● Data to process
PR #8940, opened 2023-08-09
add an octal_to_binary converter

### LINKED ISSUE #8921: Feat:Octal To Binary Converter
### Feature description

==

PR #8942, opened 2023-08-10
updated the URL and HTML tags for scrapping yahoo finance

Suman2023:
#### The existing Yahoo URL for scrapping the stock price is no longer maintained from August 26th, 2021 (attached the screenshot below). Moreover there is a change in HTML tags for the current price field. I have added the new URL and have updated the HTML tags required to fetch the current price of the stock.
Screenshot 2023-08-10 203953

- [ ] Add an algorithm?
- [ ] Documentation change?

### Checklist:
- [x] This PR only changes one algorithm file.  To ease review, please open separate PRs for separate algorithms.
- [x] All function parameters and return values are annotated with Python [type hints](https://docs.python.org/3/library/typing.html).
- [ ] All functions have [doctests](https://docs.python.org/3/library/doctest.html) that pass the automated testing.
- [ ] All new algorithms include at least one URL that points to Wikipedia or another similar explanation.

--

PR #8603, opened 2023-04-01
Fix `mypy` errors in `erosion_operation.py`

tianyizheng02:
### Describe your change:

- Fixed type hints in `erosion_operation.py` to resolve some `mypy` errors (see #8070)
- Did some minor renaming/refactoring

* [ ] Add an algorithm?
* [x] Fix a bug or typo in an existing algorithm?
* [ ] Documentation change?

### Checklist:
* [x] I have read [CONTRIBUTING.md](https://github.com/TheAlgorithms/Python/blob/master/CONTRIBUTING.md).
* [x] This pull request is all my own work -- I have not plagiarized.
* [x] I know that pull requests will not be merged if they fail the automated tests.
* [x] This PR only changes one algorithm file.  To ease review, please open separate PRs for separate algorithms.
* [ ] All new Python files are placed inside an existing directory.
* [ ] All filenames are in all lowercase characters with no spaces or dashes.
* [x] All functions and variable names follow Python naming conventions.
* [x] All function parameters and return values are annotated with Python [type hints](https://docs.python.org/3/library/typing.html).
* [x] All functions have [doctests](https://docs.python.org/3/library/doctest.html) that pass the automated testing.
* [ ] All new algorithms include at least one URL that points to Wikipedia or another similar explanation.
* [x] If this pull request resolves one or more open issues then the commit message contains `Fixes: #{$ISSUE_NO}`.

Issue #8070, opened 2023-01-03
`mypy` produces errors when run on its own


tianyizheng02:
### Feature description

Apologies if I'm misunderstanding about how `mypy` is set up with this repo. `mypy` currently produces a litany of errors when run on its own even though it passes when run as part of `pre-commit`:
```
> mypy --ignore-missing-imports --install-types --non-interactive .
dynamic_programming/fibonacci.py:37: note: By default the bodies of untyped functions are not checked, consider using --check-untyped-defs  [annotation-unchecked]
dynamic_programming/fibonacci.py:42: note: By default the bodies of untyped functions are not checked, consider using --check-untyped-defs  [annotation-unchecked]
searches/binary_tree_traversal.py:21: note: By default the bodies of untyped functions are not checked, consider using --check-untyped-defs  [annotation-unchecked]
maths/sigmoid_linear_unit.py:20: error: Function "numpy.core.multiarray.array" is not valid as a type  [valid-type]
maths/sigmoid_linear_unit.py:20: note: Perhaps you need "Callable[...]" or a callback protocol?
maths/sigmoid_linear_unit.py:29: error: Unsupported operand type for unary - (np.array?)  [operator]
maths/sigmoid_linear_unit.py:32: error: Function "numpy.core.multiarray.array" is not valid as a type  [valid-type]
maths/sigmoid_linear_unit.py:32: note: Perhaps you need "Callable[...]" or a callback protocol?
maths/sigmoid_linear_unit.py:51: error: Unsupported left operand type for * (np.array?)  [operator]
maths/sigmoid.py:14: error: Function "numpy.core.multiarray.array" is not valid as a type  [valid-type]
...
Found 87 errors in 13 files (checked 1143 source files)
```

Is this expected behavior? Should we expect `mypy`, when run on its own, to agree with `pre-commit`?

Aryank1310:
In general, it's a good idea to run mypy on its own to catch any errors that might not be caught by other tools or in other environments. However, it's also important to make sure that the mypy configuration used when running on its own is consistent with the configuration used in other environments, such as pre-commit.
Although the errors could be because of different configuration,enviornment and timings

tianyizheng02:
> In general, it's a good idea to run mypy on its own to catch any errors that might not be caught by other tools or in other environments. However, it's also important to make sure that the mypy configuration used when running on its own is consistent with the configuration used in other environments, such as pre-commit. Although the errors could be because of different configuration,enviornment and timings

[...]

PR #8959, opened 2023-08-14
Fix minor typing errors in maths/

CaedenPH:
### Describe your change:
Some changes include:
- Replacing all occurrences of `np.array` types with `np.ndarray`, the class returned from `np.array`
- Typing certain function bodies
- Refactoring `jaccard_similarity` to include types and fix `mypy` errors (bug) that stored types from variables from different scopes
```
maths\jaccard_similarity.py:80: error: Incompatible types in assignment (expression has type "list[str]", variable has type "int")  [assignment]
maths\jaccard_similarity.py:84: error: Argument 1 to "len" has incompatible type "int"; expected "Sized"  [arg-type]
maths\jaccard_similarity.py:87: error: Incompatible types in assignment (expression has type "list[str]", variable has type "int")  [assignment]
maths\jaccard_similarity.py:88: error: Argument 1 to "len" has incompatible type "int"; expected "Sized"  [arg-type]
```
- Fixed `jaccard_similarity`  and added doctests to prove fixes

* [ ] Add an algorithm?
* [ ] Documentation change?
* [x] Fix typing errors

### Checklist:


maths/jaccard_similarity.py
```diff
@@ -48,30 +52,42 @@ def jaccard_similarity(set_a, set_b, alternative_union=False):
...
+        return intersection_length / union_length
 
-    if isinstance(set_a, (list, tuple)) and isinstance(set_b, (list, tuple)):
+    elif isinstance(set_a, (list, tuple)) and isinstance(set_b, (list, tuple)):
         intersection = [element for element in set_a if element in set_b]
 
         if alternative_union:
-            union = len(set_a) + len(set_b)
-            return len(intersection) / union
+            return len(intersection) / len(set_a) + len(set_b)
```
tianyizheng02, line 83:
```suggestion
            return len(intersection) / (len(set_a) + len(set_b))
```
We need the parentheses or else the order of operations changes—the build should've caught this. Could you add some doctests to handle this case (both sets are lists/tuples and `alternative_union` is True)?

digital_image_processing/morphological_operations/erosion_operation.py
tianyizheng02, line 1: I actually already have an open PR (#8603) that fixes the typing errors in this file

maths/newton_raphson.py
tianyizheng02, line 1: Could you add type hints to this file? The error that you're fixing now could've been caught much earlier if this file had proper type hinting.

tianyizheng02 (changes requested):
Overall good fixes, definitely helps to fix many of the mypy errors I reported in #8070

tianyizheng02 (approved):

● Problem requirements
Whenever a line holds "need", it counts; state the total for the records and add nothing.

● Solution to this problem
3